- [AIM OF THE EXERCISE] The answer must be an exact copy of every record below.

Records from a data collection

▼▼▼

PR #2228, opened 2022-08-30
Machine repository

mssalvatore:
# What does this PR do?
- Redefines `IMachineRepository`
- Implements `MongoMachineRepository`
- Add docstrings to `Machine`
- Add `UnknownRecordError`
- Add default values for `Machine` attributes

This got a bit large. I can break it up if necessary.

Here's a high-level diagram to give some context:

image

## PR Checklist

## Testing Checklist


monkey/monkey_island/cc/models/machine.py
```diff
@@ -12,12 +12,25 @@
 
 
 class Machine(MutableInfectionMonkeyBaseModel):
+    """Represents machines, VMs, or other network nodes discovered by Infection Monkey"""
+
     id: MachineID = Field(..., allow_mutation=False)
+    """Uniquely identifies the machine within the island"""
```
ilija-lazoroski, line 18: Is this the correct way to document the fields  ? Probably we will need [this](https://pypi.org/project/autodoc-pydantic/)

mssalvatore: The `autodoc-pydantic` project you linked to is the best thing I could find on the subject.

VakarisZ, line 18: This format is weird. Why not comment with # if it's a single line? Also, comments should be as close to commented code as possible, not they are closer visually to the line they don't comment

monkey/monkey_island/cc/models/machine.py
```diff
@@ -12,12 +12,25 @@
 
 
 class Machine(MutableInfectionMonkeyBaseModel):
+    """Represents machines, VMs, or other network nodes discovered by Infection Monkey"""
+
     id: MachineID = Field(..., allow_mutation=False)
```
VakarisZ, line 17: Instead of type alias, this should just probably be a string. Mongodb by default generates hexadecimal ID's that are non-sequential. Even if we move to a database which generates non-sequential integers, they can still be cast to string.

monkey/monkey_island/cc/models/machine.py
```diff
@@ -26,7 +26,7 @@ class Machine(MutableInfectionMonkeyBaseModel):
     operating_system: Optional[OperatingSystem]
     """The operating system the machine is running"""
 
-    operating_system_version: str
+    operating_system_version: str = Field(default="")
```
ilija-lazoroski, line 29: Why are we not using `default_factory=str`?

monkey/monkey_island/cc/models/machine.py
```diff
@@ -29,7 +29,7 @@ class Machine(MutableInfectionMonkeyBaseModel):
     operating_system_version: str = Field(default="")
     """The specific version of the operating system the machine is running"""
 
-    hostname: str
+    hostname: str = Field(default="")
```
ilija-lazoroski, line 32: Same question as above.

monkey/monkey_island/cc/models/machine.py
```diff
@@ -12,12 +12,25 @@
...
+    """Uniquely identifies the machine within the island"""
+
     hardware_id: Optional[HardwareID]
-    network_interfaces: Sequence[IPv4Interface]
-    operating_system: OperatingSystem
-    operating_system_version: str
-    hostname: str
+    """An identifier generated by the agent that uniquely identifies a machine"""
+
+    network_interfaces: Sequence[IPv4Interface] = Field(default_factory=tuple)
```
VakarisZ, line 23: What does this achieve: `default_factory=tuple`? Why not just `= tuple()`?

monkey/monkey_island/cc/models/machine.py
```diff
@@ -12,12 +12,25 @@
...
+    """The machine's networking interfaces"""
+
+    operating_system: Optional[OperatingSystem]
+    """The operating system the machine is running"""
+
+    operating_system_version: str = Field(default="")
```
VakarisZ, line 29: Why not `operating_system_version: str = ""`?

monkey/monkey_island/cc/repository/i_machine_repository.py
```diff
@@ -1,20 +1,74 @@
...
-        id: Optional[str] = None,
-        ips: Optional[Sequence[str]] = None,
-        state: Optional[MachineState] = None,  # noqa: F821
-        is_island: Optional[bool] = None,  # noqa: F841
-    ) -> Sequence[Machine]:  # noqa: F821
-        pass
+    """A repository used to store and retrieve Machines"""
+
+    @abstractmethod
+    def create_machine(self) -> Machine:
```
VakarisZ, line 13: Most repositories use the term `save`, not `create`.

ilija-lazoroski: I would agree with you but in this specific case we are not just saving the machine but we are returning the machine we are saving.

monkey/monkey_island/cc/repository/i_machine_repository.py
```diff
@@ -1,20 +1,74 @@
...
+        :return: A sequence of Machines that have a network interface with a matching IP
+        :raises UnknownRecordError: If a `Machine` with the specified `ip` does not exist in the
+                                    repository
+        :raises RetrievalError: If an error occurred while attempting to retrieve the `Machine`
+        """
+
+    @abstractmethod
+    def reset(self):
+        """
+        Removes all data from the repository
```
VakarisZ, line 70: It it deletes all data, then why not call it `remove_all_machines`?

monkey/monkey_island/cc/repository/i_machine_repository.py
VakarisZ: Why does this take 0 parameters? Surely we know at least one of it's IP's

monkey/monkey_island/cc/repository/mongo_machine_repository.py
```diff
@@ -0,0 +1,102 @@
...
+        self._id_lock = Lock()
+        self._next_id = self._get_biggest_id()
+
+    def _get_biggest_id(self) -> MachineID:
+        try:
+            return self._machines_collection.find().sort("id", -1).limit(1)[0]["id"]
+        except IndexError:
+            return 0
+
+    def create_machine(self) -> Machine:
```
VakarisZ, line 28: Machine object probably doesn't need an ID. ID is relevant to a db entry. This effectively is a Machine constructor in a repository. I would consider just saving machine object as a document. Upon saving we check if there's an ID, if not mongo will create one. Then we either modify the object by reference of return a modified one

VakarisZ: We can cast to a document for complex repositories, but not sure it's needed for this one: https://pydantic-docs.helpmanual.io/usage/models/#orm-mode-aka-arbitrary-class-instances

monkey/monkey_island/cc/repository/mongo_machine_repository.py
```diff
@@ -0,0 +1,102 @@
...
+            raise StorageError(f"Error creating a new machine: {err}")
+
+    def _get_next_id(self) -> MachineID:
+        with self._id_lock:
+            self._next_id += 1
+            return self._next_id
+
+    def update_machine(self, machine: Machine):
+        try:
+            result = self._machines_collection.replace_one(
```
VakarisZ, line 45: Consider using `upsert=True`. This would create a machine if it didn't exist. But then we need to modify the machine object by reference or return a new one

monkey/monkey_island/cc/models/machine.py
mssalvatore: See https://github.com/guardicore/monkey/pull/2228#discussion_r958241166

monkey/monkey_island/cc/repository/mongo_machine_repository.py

▲▲▲

- [ANSWER BOX]
PR #2228, opened 2022-08-30
Machine repository

mssalvatore:
# What does this PR do?
- Redefines `IMachineRepository`
- Implements `MongoMachineRepository`
- Add docstrings to `Machine`
- Add `UnknownRecordError`
- Add default values for `Machine` attributes

This got a bit large. I can break it up if necessary.

Here's a high-level diagram to give some context:

image

## PR Checklist

## Testing Checklist


monkey/monkey_island/cc/models/machine.py
```diff
@@ -12,12 +12,25 @@
 
 
 class Machine(MutableInfectionMonkeyBaseModel):
+    """Represents machines, VMs, or other network nodes discovered by Infection Monkey"""
+
     id: MachineID = Field(..., allow_mutation=False)
+    """Uniquely identifies the machine within the island"""
```
ilija-lazoroski, line 18: Is this the correct way to document the fields  ? Probably we will need [this](https://pypi.org/project/autodoc-pydantic/)

mssalvatore: The `autodoc-pydantic` project you linked to is the best thing I could find on the subject.

VakarisZ, line 18: This format is weird. Why not comment with # if it's a single line? Also, comments should be as close to commented code as possible, not they are closer visually to the line they don't comment

monkey/monkey_island/cc/models/machine.py
```diff
@@ -12,12 +12,25 @@
 
 
 class Machine(MutableInfectionMonkeyBaseModel):
+    """Represents machines, VMs, or other network nodes discovered by Infection Monkey"""
+
     id: MachineID = Field(..., allow_mutation=False)
```
VakarisZ, line 17: Instead of type alias, this should just probably be a string. Mongodb by default generates hexadecimal ID's that are non-sequential. Even if we move to a database which generates non-sequential integers, they can still be cast to string.

monkey/monkey_island/cc/models/machine.py
```diff
@@ -26,7 +26,7 @@ class Machine(MutableInfectionMonkeyBaseModel):
     operating_system: Optional[OperatingSystem]
     """The operating system the machine is running"""
 
-    operating_system_version: str
+    operating_system_version: str = Field(default="")
```
ilija-lazoroski, line 29: Why are we not using `default_factory=str`?

monkey/monkey_island/cc/models/machine.py
```diff
@@ -29,7 +29,7 @@ class Machine(MutableInfectionMonkeyBaseModel):
     operating_system_version: str = Field(default="")
     """The specific version of the operating system the machine is running"""
 
-    hostname: str
+    hostname: str = Field(default="")
```
ilija-lazoroski, line 32: Same question as above.

monkey/monkey_island/cc/models/machine.py
```diff
@@ -12,12 +12,25 @@
...
+    """Uniquely identifies the machine within the island"""
+
     hardware_id: Optional[HardwareID]
-    network_interfaces: Sequence[IPv4Interface]
-    operating_system: OperatingSystem
-    operating_system_version: str
-    hostname: str
+    """An identifier generated by the agent that uniquely identifies a machine"""
+
+    network_interfaces: Sequence[IPv4Interface] = Field(default_factory=tuple)
```
VakarisZ, line 23: What does this achieve: `default_factory=tuple`? Why not just `= tuple()`?

monkey/monkey_island/cc/models/machine.py
```diff
@@ -12,12 +12,25 @@
...
+    """The machine's networking interfaces"""
+
+    operating_system: Optional[OperatingSystem]
+    """The operating system the machine is running"""
+
+    operating_system_version: str = Field(default="")
```
VakarisZ, line 29: Why not `operating_system_version: str = ""`?

monkey/monkey_island/cc/repository/i_machine_repository.py
```diff
@@ -1,20 +1,74 @@
...
-        id: Optional[str] = None,
-        ips: Optional[Sequence[str]] = None,
-        state: Optional[MachineState] = None,  # noqa: F821
-        is_island: Optional[bool] = None,  # noqa: F841
-    ) -> Sequence[Machine]:  # noqa: F821
-        pass
+    """A repository used to store and retrieve Machines"""
+
+    @abstractmethod
+    def create_machine(self) -> Machine:
```
VakarisZ, line 13: Most repositories use the term `save`, not `create`.

ilija-lazoroski: I would agree with you but in this specific case we are not just saving the machine but we are returning the machine we are saving.

monkey/monkey_island/cc/repository/i_machine_repository.py
```diff
@@ -1,20 +1,74 @@
...
+        :return: A sequence of Machines that have a network interface with a matching IP
+        :raises UnknownRecordError: If a `Machine` with the specified `ip` does not exist in the
+                                    repository
+        :raises RetrievalError: If an error occurred while attempting to retrieve the `Machine`
+        """
+
+    @abstractmethod
+    def reset(self):
+        """
+        Removes all data from the repository
```
VakarisZ, line 70: It it deletes all data, then why not call it `remove_all_machines`?

monkey/monkey_island/cc/repository/i_machine_repository.py
VakarisZ: Why does this take 0 parameters? Surely we know at least one of it's IP's

monkey/monkey_island/cc/repository/mongo_machine_repository.py
```diff
@@ -0,0 +1,102 @@
...
+        self._id_lock = Lock()
+        self._next_id = self._get_biggest_id()
+
+    def _get_biggest_id(self) -> MachineID:
+        try:
+            return self._machines_collection.find().sort("id", -1).limit(1)[0]["id"]
+        except IndexError:
+            return 0
+
+    def create_machine(self) -> Machine:
```
VakarisZ, line 28: Machine object probably doesn't need an ID. ID is relevant to a db entry. This effectively is a Machine constructor in a repository. I would consider just saving machine object as a document. Upon saving we check if there's an ID, if not mongo will create one. Then we either modify the object by reference of return a modified one

VakarisZ: We can cast to a document for complex repositories, but not sure it's needed for this one: https://pydantic-docs.helpmanual.io/usage/models/#orm-mode-aka-arbitrary-class-instances

monkey/monkey_island/cc/repository/mongo_machine_repository.py
```diff
@@ -0,0 +1,102 @@
...
+            raise StorageError(f"Error creating a new machine: {err}")
+
+    def _get_next_id(self) -> MachineID:
+        with self._id_lock:
+            self._next_id += 1
+            return self._next_id
+
+    def update_machine(self, machine: Machine):
+        try:
+            result = self._machines_collection.replace_one(
```
VakarisZ, line 45: Consider using `upsert=True`. This would create a machine if it didn't exist. But then we need to modify the machine object by reference or return a new one

monkey/monkey_island/cc/models/machine.py
mssalvatore: See https://github.com/guardicore/monkey/pull/2228#discussion_r958241166

monkey/monkey_island/cc/repository/mongo_machine_repository.py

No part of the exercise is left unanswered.